# BRIEF
Look through the entries below and extract exactly the lines from the one containing "MizukiTemma: Thank you for" through the one containing "With @permission_required it", ends included.

# PROVIDED RECORDS
Issue #1968, opened 2022-12-13
Fix permission for Observer role in Media Library


MizukiTemma:
### Describe the Bug

Currently users with role "Observer" can replace files in the media library, and a network error occurs when they try to delete a file.

However, they should not be allowed to delete or replace any files. Only uploading shoud be possible for them.

### Steps to Reproduce
1. Upload some files as root user.
2. Log out once and log in as observer.
3. Go to Media Library.
4. Try to delete/replace a file.

### Expected Behavior

Buttons "Replace file" and "Delete file" are not available for observers, and replacing/deleting requests will be rejected if the user is an observer.

### Actual Behavior

The buttons are shown, deleting will be rejected but triggers a network error, replacing will not be rejected.

### Additional Information

Add also a warning "You don't have permission to delete or replace files but you can upload files" on the top part of  the media library, as in the page tree, poi/event lists.

<details>
  <summary>Traceback</summary>

  ```
  ```

</details>

PR #1988, opened 2022-12-30
Fix observer permissions in media library

MizukiTemma:
### Short description

This PR adjusts the permission of observer role so observers can neither delete nor replace media files.

### Proposed changes

- remove the permission replace_mediafile from observer role (delete_media_file was not listed).
- save whether the user is allowed to replace/delete media files <s>in the attribute "value" in the template media_list(_admin)</s> as canReplaceFile and canDeleteFile in MediaContextMixin.
- hide the replace and delete buttons depend on <s>the "value" attribute</s> canReplaceFile and canDeleteFile.
- check permission before replacing/deleting the file and show an warning message if an observer user manages to send a delete/replace request.

### Side effects

- I hope none.
- There is probably a better way to check the permission to hide the buttons......

### Resolved issues

Fixes: #1968

### DIFF
--- a/integreat_cms/cms/migrations/0056_update_observer_permissions.py
+++ b/integreat_cms/cms/migrations/0056_update_observer_permissions.py
@@ -1,0 +1,43 @@
+from django.db import migrations
+from ..constants import roles
+
+
+# pylint: disable=unused-argument
+def update_roles(apps, schema_editor):
+    """
+    Update the role definitions
+
+    :param apps: The configuration of installed applications
+    :type apps: ~django.apps.registry.Apps
+
+    :param schema_editor: The database abstraction layer that creates actual SQL code
+    :type schema_editor: ~django.db.backends.base.schema.BaseDatabaseSchemaEditor
+    """
+    # We can't import the Person model directly as it may be a newer
+    # version than this migration expects. We use the historical version.
+    Group = apps.get_model("auth", "Group")
+    Permission = apps.get_model("auth", "Permission")
+
+    # Assign the correct permissions
+    for role_name in dict(roles.CHOICES):
+        group, _ = Group.objects.get_or_create(name=role_name)
+        # Clear permissions
+        group.permissions.clear()
+        # Set permissions
+        group.permissions.add(
+            *Permission.objects.filter(codename__in=roles.PERMISSIONS[role_name])
+        )
+
+
+class Migration(migrations.Migration):
+    """
+    Migration file to update permissions of observer
+    """
+
+    dependencies = [
+        ("cms", "0055_track_region_deepl_api_usage"),
+    ]
+
+    operations = [
+        migrations.RunPython(update_roles, migrations.RunPython.noop),
+    ]
--- a/integreat_cms/static/src/js/media-management/component/edit-directory-sidebar.tsx
+++ b/integreat_cms/static/src/js/media-management/component/edit-directory-sidebar.tsx
@@ -18,6 +18,7 @@ type Props = {
     globalEdit?: boolean;
     submitForm: (event: Event, successCallback?: (data: any) => void) => void;
     isLoading: boolean;
+    canDeleteDirectory: boolean;
 };
 const EditDirectorySidebar = ({
     directory,
@@ -26,6 +27,7 @@ const EditDirectorySidebar = ({
     globalEdit,
     submitForm,
     isLoading,
+    canDeleteDirectory,
 }: Props) => {
     // This state is a buffer for the currently changed directory
     const [changedDirectory, setChangedDirectory] = useState<Directory>(directory);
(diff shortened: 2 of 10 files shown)


integreat_cms/cms/views/media/media_actions.py
```diff
@@ -275,6 +274,20 @@ def replace_file_ajax(request, region_slug=None):
...
+                "messages": [
+                    {
+                        "type": "error",
+                        "text": _(
+                            "You don't have the permission to replace media files."
+                        ),
+                    }
+                ],
+            }
+        )
```
timoludwig, line 289: If I got it right, this error message is never shown to the user anyway, because the replace button isn't shown for users who don't have the permission to replace media files, right? Then I guess we don't need the verbose error message and a generic 403 error raised by the more concise `@permission_required` decorator is sufficient...

timoludwig (changes requested):
Thanks! :tada:
From what I can tell, this works as expected.
However, I suggest to change the way the permission value is passed to preact.

integreat_cms/cms/templates/media/media_list.html
```diff
@@ -1,8 +1,14 @@
...
 {% block content %}
-    <integreat-media-management
-    class="flex w-full h-full"
+    <integreat-media-management id="integreat-media-management"
+    class="flex w-full h-full" value="
+    {% if not perms.cms.replace_mediafile %}
+        hide
+    {% else %}
+        show
+    {% endif %}
```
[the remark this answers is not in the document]
MizukiTemma: Thank you 🙂 I passed it by MediaContextMixin.

integreat_cms/cms/views/media/media_actions.py
MizukiTemma: hmm, somehow the 403 page will not be called as I tried with @permission_required, showing the button temporary for the observer user and using it to emulate the case an observer makes it to send an delete request 🤔

integreat_cms/cms/migrations/0056_update_observer_permissions.py
```diff
@@ -0,0 +1,47 @@
+from django.db import migrations
+
+ROLES = [
+    {
+        "name": "EDITOR",
+        "remove_permissions": [
+            "replace_mediafile",
+        ],
+    },
+]
```
timoludwig, line 10: Hmm, I see that you tried to optimize the "typical" role-update-migration a bit, but this has the downside of including one potential source of errors... in this case, you used "EDITOR" instead of "OBSERVER", and instead of fixing it, I would just suggest to use our generic approach for the role update... this way, we only have to define our permissions once in the constants and don't have to think about them again in the migrations... we just apply the config from the constants.

timoludwig (changes requested):

integreat_cms/cms/templates/media/media_list.html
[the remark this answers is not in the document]
timoludwig: Thanks, looks very clean now! :+1:

integreat_cms/cms/views/media/media_actions.py
timoludwig: I'm not sure what you mean, if the `@permission_required` really doesn't work, we have a very big problem :sweat_smile:
We also use this decorator in a lot of other views, would be a very critical bug...
Maybe it was connected to the mistake in the migration, so that the observer user still had the permission to replace media files?

timoludwig: It would be very cool to have view tests for the media actions to be absolutely sure we're not messing something up here, but that's not completely trivial... I guess I'll open another issue for it :grin:

timoludwig: For reference: I opened #1997 for that matter.

integreat_cms/cms/migrations/0056_update_observer_permissions.py
MizukiTemma: Oh, what a leathal mistake 😨 

Do you mean a migration like 0043, taking the constants and updating all the permissions and roles?

timoludwig: Yes, exactly! :+1:

integreat_cms/cms/views/media/media_actions.py
MizukiTemma: Thank you for opening an issue for that 👍 

It seems @permission_required itsself is indeed working. I got the 403 error page as I tried to publish a page as observer without permission for it.

However the 403 error page will not be shown when a delete file request is sent by an observer. This remains so also after modification of the migration. 
With @permission_required it returns 403 forbidden to file deleting requests, though no redirect to the 403 error page. I think it has something to do with preact, for the console shows "Uncaught (in promise) Error: 403: Forbidden" but I don't know how and what to change 😓

integreat_cms/cms/migrations/0056_update_observer_permissions.py
MizukiTemma: Done 👍

integreat_cms/cms/views/media/media_actions.py
timoludwig: Ah ok, so the user is correctly prevented from replacing/deleting files (even if they manage to show the button in the developer tools), this is all we're caring about.
It doesn't have to look nice in this case, because it will only happen if the user tampers with the HTML source code. Users who do that are not entitled to nice error messages :sweat_smile:

MizukiTemma: Yes, permission check and resulting rejection of permissionless delete/replace requests are successfull.
I'll implement with @permission_required. It brings more consistency 🙂

MizukiTemma:
The button to delete a directory is now hidden for users who are not allowed to.

integreat_cms/static/src/js/media-management/component/edit-directory-sidebar.tsx
```diff
@@ -124,6 +126,7 @@ const EditDirectorySidebar = ({
                                     }`}
                                     className={cn("btn", {
                                         "btn-red": !isLoading && directory.numberOfEntries === 0,
+                                        "hidden": !canDeleteDirectory,
```
timoludwig, line 129: Normally, in (p)react, you don't add the class "hidden" to elements which should not be displayed, but you just don't render it, see e.g. [Conditional Rendering](https://reactjs.org/docs/conditional-rendering.html#inline-if-with-logical--operator):

```
{canDeleteDirectory && (
    <button
        ...
    </button>
)}
```

integreat_cms/static/src/js/media-management/component/edit-sidebar.tsx
```diff
@@ -247,7 +251,10 @@ const EditSidebar = ({
                                         className={cn(
                                             "w-full text-white text-center font-bold py-3 px-4 m-0 rounded",
                                             { "cursor-not-allowed bg-gray-500": isLoading },
-                                            { "bg-blue-500 hover:bg-blue-600": !isLoading }
+                                            { "bg-blue-500 hover:bg-blue-600": !isLoading },
+                                            {
+                                                hidden: !canReplaceFile,
+                                            }
```
timoludwig, line 257: In this case, I'd also use `{!selectionMode && canReplaceFile && (` in line 247 instead of the hidden class.

integreat_cms/static/src/js/media-management/component/edit-sidebar.tsx
```diff
@@ -256,7 +263,13 @@ const EditSidebar = ({
...
                                 <button
                                     title={mediaTranslations.btn_delete_file}
-                                    className={cn("btn", { "btn-red": !isLoading })}
+                                    className={cn(
+                                        "btn",
+                                        {
+                                            hidden: !canDeleteFile,
+                                        },
+                                        { "btn-red": !isLoading }
+                                    )}
```
timoludwig, line 272: And here also:

```
{canDeleteFile && (
    <button
        ...
    </button>
)}
```

timoludwig (changes requested):
Thanks! :+1:
Sorry for not noticing earlier, I have another suggestion to improve the preact rendering.
Also, the failed CircleCI check was my fault, I fixed this in #2000. After this is merged and you rebased your branch, the error should be fixed.

integreat_cms/static/src/js/media-management/component/edit-directory-sidebar.tsx
MizukiTemma: That's nice to know 😃 Thank you for the advice! Now applied.

seluianova (approved):
Migration works ok, 'replace_mediafile' removed for Observer (/)
Buttons to delete directory / delete file / replace file are not available now for Observer (/)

# RESULT FOR THIS EXERCISE
MizukiTemma: Thank you for opening an issue for that 👍 

It seems @permission_required itsself is indeed working. I got the 403 error page as I tried to publish a page as observer without permission for it.

However the 403 error page will not be shown when a delete file request is sent by an observer. This remains so also after modification of the migration. 
With @permission_required it returns 403 forbidden to file deleting requests, though no redirect to the 403 error page. I think it has something to do with preact, for the console shows "Uncaught (in promise) Error: 403: Forbidden" but I don't know how and what to change 😓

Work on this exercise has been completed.